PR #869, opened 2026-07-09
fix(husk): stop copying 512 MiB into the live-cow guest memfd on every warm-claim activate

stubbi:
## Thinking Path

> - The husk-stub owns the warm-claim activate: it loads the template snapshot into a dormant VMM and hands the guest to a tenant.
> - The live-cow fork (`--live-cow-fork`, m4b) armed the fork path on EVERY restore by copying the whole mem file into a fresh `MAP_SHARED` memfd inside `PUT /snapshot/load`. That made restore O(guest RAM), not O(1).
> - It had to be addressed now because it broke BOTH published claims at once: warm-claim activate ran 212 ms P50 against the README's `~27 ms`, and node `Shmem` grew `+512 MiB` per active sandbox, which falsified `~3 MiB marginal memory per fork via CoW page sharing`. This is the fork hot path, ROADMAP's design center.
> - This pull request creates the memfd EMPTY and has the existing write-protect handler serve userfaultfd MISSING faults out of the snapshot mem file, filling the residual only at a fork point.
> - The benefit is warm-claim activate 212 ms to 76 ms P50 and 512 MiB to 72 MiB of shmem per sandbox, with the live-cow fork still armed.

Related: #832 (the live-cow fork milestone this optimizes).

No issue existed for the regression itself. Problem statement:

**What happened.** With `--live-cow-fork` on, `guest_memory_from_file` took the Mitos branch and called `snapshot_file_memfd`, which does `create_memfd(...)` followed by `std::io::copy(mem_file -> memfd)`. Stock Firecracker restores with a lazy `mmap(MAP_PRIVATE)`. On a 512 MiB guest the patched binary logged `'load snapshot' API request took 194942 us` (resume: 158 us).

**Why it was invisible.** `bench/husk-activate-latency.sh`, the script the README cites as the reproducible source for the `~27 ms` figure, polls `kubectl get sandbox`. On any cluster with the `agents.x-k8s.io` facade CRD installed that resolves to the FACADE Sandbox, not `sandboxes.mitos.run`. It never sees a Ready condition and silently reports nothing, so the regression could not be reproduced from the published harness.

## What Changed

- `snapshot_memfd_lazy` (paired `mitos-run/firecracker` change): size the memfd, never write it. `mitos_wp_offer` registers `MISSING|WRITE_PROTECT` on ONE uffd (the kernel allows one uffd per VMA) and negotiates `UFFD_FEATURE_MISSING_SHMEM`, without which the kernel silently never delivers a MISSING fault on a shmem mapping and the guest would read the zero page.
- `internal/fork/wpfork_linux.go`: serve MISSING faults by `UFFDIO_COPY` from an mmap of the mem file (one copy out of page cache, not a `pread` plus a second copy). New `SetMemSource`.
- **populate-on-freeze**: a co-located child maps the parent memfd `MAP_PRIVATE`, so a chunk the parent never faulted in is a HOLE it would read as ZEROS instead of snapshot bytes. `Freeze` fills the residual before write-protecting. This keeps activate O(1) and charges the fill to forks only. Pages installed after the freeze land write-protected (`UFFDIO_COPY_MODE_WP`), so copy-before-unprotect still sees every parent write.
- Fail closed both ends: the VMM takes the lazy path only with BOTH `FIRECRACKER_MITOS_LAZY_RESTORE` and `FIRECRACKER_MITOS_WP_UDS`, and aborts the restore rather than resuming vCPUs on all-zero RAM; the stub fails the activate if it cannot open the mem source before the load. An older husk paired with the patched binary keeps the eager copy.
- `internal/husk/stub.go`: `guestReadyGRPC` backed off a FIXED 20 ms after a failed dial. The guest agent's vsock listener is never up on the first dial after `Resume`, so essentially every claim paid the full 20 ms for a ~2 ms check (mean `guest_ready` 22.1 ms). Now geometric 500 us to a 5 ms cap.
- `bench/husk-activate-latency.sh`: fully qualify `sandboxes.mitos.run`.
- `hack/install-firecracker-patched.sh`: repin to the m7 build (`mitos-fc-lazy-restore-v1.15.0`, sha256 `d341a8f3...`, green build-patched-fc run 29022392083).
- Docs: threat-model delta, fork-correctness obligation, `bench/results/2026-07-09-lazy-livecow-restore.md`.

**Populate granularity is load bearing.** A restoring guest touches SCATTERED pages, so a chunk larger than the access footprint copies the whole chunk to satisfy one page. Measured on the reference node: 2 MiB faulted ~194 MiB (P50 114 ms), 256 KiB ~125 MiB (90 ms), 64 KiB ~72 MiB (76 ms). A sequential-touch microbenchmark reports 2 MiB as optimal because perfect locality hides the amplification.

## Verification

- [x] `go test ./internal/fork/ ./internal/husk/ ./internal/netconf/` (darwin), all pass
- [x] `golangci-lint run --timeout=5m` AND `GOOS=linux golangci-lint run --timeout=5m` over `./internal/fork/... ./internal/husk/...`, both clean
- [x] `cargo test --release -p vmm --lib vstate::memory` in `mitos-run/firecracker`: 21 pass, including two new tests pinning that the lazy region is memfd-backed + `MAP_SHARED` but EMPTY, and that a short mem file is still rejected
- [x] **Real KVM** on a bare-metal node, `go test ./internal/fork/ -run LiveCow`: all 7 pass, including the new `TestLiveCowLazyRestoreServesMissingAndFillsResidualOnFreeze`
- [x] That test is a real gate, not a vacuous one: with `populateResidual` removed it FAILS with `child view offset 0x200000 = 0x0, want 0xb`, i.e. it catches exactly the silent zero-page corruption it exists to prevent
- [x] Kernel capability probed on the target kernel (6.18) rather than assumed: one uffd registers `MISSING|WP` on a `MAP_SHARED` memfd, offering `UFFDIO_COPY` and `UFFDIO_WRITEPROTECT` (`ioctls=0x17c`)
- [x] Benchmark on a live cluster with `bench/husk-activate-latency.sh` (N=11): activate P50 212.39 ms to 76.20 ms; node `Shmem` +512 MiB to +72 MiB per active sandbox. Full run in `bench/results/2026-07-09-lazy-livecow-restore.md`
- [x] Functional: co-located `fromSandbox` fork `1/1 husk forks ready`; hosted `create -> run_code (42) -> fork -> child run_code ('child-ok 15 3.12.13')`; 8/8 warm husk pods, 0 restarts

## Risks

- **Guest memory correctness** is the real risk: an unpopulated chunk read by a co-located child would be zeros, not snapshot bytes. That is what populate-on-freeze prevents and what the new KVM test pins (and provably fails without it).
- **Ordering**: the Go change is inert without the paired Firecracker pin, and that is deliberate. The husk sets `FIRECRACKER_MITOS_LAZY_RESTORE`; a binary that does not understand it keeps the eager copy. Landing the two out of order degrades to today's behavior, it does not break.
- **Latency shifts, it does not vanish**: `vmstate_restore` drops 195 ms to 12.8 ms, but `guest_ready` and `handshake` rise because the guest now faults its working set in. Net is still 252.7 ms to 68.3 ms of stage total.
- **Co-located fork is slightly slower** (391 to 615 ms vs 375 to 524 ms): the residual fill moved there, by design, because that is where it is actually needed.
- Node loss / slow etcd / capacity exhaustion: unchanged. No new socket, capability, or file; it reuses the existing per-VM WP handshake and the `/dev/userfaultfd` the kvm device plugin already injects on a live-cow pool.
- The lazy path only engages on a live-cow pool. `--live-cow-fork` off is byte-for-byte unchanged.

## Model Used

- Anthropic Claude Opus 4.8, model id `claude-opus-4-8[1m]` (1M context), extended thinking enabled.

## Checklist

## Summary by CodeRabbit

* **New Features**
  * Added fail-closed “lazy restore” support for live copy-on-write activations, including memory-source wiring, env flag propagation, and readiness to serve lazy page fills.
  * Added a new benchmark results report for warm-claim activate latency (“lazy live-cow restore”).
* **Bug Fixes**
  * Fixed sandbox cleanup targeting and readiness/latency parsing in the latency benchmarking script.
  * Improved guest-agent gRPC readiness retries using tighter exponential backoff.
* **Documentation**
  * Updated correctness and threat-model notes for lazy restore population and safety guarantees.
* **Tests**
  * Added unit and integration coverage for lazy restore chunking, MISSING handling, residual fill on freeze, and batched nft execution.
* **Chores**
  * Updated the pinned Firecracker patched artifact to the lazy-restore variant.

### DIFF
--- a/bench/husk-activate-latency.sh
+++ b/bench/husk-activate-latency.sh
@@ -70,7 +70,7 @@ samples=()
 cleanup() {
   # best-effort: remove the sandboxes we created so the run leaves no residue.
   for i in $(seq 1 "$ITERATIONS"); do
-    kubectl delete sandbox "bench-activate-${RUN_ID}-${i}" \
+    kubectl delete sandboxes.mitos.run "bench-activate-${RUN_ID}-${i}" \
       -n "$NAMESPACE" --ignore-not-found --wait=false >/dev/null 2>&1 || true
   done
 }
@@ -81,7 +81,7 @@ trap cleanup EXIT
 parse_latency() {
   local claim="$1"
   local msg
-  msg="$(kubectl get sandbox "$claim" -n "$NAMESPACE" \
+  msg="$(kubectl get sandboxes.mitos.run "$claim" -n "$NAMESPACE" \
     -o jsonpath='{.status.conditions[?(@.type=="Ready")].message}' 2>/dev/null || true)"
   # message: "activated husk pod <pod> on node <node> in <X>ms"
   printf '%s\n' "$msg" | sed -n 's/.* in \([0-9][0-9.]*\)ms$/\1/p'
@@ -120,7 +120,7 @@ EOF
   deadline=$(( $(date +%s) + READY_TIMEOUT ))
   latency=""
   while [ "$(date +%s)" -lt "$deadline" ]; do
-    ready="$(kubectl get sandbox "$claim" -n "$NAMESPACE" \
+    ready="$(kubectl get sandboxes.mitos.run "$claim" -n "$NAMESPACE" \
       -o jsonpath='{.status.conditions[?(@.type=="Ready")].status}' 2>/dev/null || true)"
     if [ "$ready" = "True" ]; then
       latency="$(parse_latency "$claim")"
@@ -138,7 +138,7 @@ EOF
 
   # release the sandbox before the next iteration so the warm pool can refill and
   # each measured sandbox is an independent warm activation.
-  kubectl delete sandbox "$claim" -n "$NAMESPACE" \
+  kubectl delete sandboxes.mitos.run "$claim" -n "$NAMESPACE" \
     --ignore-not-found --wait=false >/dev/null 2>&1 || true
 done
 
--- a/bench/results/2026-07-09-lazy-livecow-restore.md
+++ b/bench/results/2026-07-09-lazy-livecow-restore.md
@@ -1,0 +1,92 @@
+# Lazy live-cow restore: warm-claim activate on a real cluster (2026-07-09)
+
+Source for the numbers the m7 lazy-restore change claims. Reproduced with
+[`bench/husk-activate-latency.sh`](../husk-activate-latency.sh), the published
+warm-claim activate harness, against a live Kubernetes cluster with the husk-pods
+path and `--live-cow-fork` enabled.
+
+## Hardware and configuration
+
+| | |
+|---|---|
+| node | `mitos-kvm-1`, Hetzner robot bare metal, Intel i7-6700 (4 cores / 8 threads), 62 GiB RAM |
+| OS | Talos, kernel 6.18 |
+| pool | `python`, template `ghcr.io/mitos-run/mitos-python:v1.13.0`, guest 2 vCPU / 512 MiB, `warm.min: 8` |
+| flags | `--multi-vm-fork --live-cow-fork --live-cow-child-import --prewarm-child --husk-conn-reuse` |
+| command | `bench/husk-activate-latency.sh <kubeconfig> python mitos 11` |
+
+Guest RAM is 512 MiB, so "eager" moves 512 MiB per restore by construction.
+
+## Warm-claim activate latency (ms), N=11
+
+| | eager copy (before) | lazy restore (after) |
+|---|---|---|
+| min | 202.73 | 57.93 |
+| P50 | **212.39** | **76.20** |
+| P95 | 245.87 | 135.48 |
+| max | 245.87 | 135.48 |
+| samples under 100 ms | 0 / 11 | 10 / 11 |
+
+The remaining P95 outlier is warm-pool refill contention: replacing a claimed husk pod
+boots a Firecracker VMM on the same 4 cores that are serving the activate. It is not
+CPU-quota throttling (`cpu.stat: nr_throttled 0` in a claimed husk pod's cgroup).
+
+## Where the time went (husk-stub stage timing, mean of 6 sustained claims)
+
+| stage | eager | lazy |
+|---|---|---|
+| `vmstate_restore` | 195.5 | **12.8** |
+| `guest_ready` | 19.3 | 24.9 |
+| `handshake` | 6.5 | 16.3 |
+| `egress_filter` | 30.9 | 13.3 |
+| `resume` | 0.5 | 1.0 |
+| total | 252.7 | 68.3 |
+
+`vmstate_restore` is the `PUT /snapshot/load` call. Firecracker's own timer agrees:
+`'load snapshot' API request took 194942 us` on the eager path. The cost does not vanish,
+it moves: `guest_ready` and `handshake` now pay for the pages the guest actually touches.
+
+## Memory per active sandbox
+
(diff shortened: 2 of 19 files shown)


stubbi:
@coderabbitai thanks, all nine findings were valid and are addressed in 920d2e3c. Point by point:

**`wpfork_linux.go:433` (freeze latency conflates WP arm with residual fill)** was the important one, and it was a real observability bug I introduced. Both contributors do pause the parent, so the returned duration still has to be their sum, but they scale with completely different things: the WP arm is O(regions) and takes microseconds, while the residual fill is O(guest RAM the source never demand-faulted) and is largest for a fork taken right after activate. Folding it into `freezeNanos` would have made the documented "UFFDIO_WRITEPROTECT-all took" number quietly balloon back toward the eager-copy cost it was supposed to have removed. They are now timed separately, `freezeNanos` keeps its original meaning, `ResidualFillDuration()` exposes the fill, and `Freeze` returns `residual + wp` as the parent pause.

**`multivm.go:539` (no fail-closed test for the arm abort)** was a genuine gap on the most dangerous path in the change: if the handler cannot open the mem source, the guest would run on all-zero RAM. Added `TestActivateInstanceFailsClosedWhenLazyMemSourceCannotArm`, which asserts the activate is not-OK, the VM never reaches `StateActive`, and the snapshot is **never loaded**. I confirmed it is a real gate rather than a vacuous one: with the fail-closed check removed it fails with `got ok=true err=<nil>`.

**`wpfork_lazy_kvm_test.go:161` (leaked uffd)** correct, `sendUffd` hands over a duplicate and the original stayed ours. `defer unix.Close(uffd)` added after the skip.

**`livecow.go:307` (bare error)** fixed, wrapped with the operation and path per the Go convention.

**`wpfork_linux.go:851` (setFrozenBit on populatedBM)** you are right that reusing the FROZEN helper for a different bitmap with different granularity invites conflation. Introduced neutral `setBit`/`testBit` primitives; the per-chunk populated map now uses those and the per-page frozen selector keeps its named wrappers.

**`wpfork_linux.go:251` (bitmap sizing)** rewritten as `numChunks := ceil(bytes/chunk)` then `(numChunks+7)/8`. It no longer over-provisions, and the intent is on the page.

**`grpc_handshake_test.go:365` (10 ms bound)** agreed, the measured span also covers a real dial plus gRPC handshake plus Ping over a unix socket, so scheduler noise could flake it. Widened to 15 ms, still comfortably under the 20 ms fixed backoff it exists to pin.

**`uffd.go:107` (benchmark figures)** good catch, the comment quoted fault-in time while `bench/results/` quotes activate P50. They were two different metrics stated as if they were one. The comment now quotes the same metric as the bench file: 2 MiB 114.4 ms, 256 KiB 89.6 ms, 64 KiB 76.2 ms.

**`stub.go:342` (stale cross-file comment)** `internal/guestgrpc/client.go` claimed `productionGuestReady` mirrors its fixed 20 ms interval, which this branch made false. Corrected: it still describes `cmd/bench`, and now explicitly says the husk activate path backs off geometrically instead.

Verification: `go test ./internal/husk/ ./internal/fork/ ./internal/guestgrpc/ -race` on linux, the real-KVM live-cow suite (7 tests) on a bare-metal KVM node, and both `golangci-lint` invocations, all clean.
===============
Task item →
The first line of the listing above through the line containing "fork still armed.": print exactly that, both ends included.

Solution to this exercise →
PR #869, opened 2026-07-09
fix(husk): stop copying 512 MiB into the live-cow guest memfd on every warm-claim activate

stubbi:
## Thinking Path

> - The husk-stub owns the warm-claim activate: it loads the template snapshot into a dormant VMM and hands the guest to a tenant.
> - The live-cow fork (`--live-cow-fork`, m4b) armed the fork path on EVERY restore by copying the whole mem file into a fresh `MAP_SHARED` memfd inside `PUT /snapshot/load`. That made restore O(guest RAM), not O(1).
> - It had to be addressed now because it broke BOTH published claims at once: warm-claim activate ran 212 ms P50 against the README's `~27 ms`, and node `Shmem` grew `+512 MiB` per active sandbox, which falsified `~3 MiB marginal memory per fork via CoW page sharing`. This is the fork hot path, ROADMAP's design center.
> - This pull request creates the memfd EMPTY and has the existing write-protect handler serve userfaultfd MISSING faults out of the snapshot mem file, filling the residual only at a fork point.
> - The benefit is warm-claim activate 212 ms to 76 ms P50 and 512 MiB to 72 MiB of shmem per sandbox, with the live-cow fork still armed.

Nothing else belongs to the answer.